Springfield: With all the focus on the financial crisis in Illinois, and whether we would have our schools open this fall, there’s been little attention paid to other issues, no matter how controversial.
Perhaps… until now.
With a budget passed and the schools now funded, the legislature is sending a bill to Gov Rauner that would expand the funding of abortions for Medicaid recipients and state workers via their state insurance.
HB-40 was passed by the Democrat-controlled legislature, but had been held back on a legislative hold, but now that is released, which means the Governor will have until late November to decide if he will sign it into law, or veto it.
In part, the bill amends the Illinois Public Aid Code by removing a provision excluding abortions or induced miscarriages or premature births from the list of services provided under the State’s medical assistance program.
The Legislature is coming back into session in late October, and early November, to take up the Fall Veto Session. Should the Gov act quickly on the bill, with a veto, he could then put the pressure back on the legislature to take a vote to override.
The Governor has had his share of controversy but has not wade deep into the boiling waters of abortion rights — and would likely wish to avoid that pool altogether.
One Democrat running for Governor, Sen Dan Biss, offered this comment on Monday, “After promising to sign every provision of HB40, Rauner is playing politics instead of standing up for a woman’s right to choose.
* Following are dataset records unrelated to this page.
PR #269, opened 2020-05-15
lnurlpay: replace realm with async-storage.

fiatjaf:
also:

 - [x] stop checking pending transactions, insted delete every lnurlpay thing older than 30 days (a check is done in 10% of the times the wallet is turned on).
 - [x] show lnurlpay images when available.


fiatjaf:
This is a work in progress, but I forgot to mark it as a Draft PR.

stores/LnurlPayStore.ts
```diff
@@ -30,187 +25,88 @@ interface LnurlPaySuccessAction {
...
+            if (key.slice(0, 9) === 'lnurlpay:') {
+                let item = JSON.parse(await AsyncStorage.getItem(key));
+                if (
+                    (item.last_stored && item.last_stored < daysago30) ||
+                    (item.time && item.time < daysago30)
+                ) {
+                    toRemove.push(key);
                 }
             }
         }
```
fiatjaf, line 62: @kaloudis what do you think of this? Deleting entries related to lnurlpay older than 30 days on startup (only every 10% of times, see [above](https://github.com/ZeusLN/zeus/pull/269/files#diff-1ca457fae175aff8e2ccf7b02b225555R38-R43)). Too dumb to be true?

stores/LnurlPayStore.ts
```diff
@@ -30,187 +25,88 @@ interface LnurlPaySuccessAction {
...
-                        this.clear(pendingHash);
-                        return;
-                    default:
-                        // leave it as is
-                        return;
+    deleteOld = () => {
+        // delete all lnurlpay keys older than 30 days
+        const daysago30 = new Date().getTime() + 1000 * 60 * 60 * 24 * 30;
+        const allKeys = await AsyncStorage.getAllKeys();
+        var toRemove = [];
```
ZeusLN, line 50: this can be a `const`

stores/LnurlPayStore.ts
ZeusLN: I generally hate using `Math.random` at all but the approach may be reasonable. Gonna sleep on this one.

kaloudis: I'm actually ok with this

fiatjaf:
I think this is almost ready, but I didn't try a real payment with it, only tried to pay on my regtest lnd and these failed, of course.

Will try to make a Spark PR first so I can use my node and do a real test.

fiatjaf:
The Spark PR includes these changes so maybe let's just use that.

PR #314, opened 2020-08-02
Multi-path payments with lnd

kaloudis:
Simulator Screen Shot - iPhone 11 - 2020-08-01 at 20 22 21
Simulator Screen Shot - iPhone 11 - 2020-08-11 at 00 18 18
Simulator Screen Shot - iPhone 11 - 2020-08-11 at 00 16 41


kaloudis:
hit an issue with the new v2 endpoints. reached out to the lnd team

kaloudis:
Need to tweak the request format and also test when doing keysends

kaloudis:
update: found that the /v2/ routes use websockets and configured RESTUtils to be able to leverage them, however we cannot authorize as you cannot send headers from websockets in the browser/React. Looking for solutions.

PR #323, opened 2020-08-14
Eclair support

fiatjaf:


views/Send.tsx
```diff
@@ -155,7 +157,8 @@ export default class Send extends React.Component<SendProps, SendState> {
             destination,
             amount,
             fee,
-            error_msg
+confirmationTarget,
```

But as Rauner waits to see where the wind blows, hundreds of thousands of women wonder what Trump’s America could mean for them. Amidst attacks from Washington, we have a responsibility to defend every Illinoisan—that’s why I co-sponsored HB40, and why I’m calling on Rauner to sign it into law today.”
But in this grace period where we’re not hearing how the state is collapsing on a daily basis — perhaps the Gov will opt to take his time and weigh the politics of how to handle this abortion issues, which some say will protect abortion rights in Illinois, should President Trump get enough justices approved on the US Supreme Court to overturn Roe v Wade, and return the United States to what the law was prior to January 1973 [Roe decision], when abortion rights were determined state-by-state.